Hindustan Aeronautics Ltd (HAL) has announced that flight testing of India’s ‘Loyal Wingman’ warrior drone would begin by 2024. The loyal wingman drones will accompany manned Indian Air Force (IAF) fighter jets such as Light Combat Aircraft (LCA) Tejas and the Rafale. They may be launched from a mother aircraft such as the C-130, Jaguar or Su-30 MKI class fighters. They would, thereafter, be controlled by the fighter aircraft through a secure data-link. HAL had first displayed a loyal wingman mock-up at their pavilion in Aero India 2021. The indigenous Combat Air Teaming System (CATS) will also have private sector players.

Manned Unmanned Teaming (MUMT) Concept

The maturing of Unmanned Aerial Systems, the autonomous operations using Artificial Intelligence (AI) and more reliable secure data-links, have made it possible to have a combined mission of manned and unmanned aerial platforms. The Boeing MQ-28 Ghost Bat, previously known as the Boeing Airpower Teaming System (ATS) and the Loyal Wingman project, is a stealth, multi-role, Unmanned Aerial Vehicle (UAV) that is under development by Boeing Australia for the Royal Australian Air Force. It is designed as a force multiplier aircraft mission. It is designed to work as a smart team with existing military aircraft to complement and extend airborne missions. Without exposing the more expensive manned aircraft to high threat environment, the unmanned wingmen could perform Intelligence Surveillance Reconnaissance (ISR) or tactical early warning missions and Suppression of Enemy Air Defences (SEAD). The low-cost design allows operators to confidently put it on the frontline.

In October 2020, an Apache AH-64E, a Textron Shadow RQ-7BV2 Block 3 tactical UAV and a General Atomics Aeronautical Systems MQ-1C Gray Eagle Extended Range UAV successfully worked together to carry out an air-to-ground missile attack. The French-German collaboration venture for the Sixth Generation Fighter Aircraft would also include MUMT technology. Many Wingmen platforms could be as large as a small fighter aircraft, have fighter aircraft-like performance and be able to fly long ranges and have large endurance. Integrated sensor packages onboard could support many missions. They could even carry weapons or fly in variety of formations and could perform coordinate manoeuvres.

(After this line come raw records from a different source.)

PR #4930, opened 2023-10-01
SALTO-4727: Instead of removing Salesforce MetadataTypes, hide them (Quick Fetch step)

tamtamirr:
Instead of removing Salesforce MetadataTypes, hide them
 
---

This is required since in quick fetch we rely on the **MetadataTypes** in the Workspace instead of fetching them.
 
---
_Release Notes_: 
_None_

---
_User Notifications_: 
_None_


packages/salesforce-adapter/src/filters/custom_objects_to_object_type.ts
```diff
@@ -324,12 +324,12 @@ const createNestedMetadataInstances = (instance: InstanceElement,
...
           nestedInstanceValues[INSTANCE_FULL_NAME_FIELD] = fullName
           const path = [
-            ...(objPath as string[]).slice(0, -1),
+            ...(objectType.path as string[]).slice(0, -1),
             typeFolderName,
             instanceFileName,
           ]
           return new InstanceElement(instanceName, type, nestedInstanceValues,
-            path, { [CORE_ANNOTATIONS.PARENT]: [new ReferenceExpression(objElemID)] })
+            path, { [CORE_ANNOTATIONS.PARENT]: [new ReferenceExpression(objectType.elemID, objectType)] })
```
tamtamirr, line 332: This is a small change, since that caused the values fo the references to be unresolved for no reason. Unrelated to hiding the types though.

tamtamirr (commented):
Added a small comment for clarification

tomsellek (approved):
The code looks fine to me, but I would prefer it was reviewed by someone who understands the implications better than me.

packages/salesforce-adapter/src/filters/custom_objects_to_object_type.ts
```diff
@@ -852,7 +847,14 @@ const filterCreator: LocalFilterCreator = ({ config }) => {
         .filter(elem => !existingElementIDs.has(elem.elemID.getFullName()))
         .forEach(newElem => elements.push(newElem))
 
-      await removeIrrelevantElements(elements)
+      // Remove instances and set MetadataType as hidden
+      await removeAsync(elements, isInstanceOfType(CUSTOM_OBJECT))
+      const customObjectMetadataType = elements
+        .filter(isObjectType)
+        .find(objectType => metadataTypeSync(objectType) === CUSTOM_OBJECT)
```
amitgoldarb, line 854: I'm slightly confused. The implementations of metaTypeSync and apiName are different? Will this result in the same thing.
I would expect maybe to use apiNameSync in this case if we had it. Changing from async to sync probably doesn't have significant performance implications, probably better to keep the same?
Also we are using find because we are confident there is one? Are we leaving something here leftover?

packages/salesforce-adapter/src/filters/topics_for_objects.ts
```diff
@@ -84,10 +84,17 @@ const filterCreator: LocalFilterCreator = () => ({
       }
     })
 
-    // Remove TopicsForObjects Instances & Type to avoid information duplication
-    await removeAsync(
+    // Remove TopicsForObjects Instances & and set the MetadataType as hidden to avoid information duplication
+    const topicsForObjectType = elements
+      .filter(isObjectType)
+      .find(objectType => apiNameSync(objectType) === TOPICS_FOR_OBJECTS_METADATA_TYPE)
```
amitgoldarb, line 90: Same comment here with the find. Also in this case we are using apiNameSync. Also looking at the implementation (comment for a different PR), it would probably be benificial to DRY the two implementaitons.

amitgoldarb (commented):
Looks good.
Added a few comments/questions

packages/salesforce-adapter/src/filters/custom_objects_to_object_type.ts
tamtamirr: **metadataTypeSync** will return **"CustomObject"** for both the **Data Records** and the type itself. Since we filter for **ObjectTypes** as-well this is safe. However, it's better to use **apiNameSync** like in the other filter. I'll change that.

Re async -> sync: No reason to keep async code when not needed, especially when implementing new code / refactoring a specific logic. (Not saying we should fix everything right now, but the small changes we make should also be sync implementations)

Re find, I don't understand the concern..? It will return undefined if the type does not exist.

USAF Loyal Wingman Commitment

The United States Air Force (USAF) is fully committed to fielding the loyal wingman concept and is moving beyond experimentation with unmanned combat aircraft and towards acquiring and fielding the next-generation UAVs. Fielding loyal wingman UAVs is a top priority for the service, Secretary of the USAF Frank Kendall said during Defence One’s Outlook 2022 virtual conference on December 09, 2021. Loyal wingman types such as the Kratos XQ-58A Valkyrie demonstrator could be paired with manned aircraft. The USAF Research Laboratory (AFRL) helped fund the development of the Kratos Defence XQ-58A Valkyrie loyal wingman UAV which is an experimental stealthy Unmanned Combat Aerial Vehicle (UCAV) for the USAF as Low Cost Attritable Strike Demonstrator (LCASD) programme. This is a project to develop cheaper unmanned alternatives to manned aircraft. The Valkyrie successfully completed its first flight on March 05, 2019. The unmanned XQ-58A Valkyrie will release smaller drones. The XQ-58A would escort the F-22 or F-35 during combat missions and to be able to deploy weapons or surveillance systems.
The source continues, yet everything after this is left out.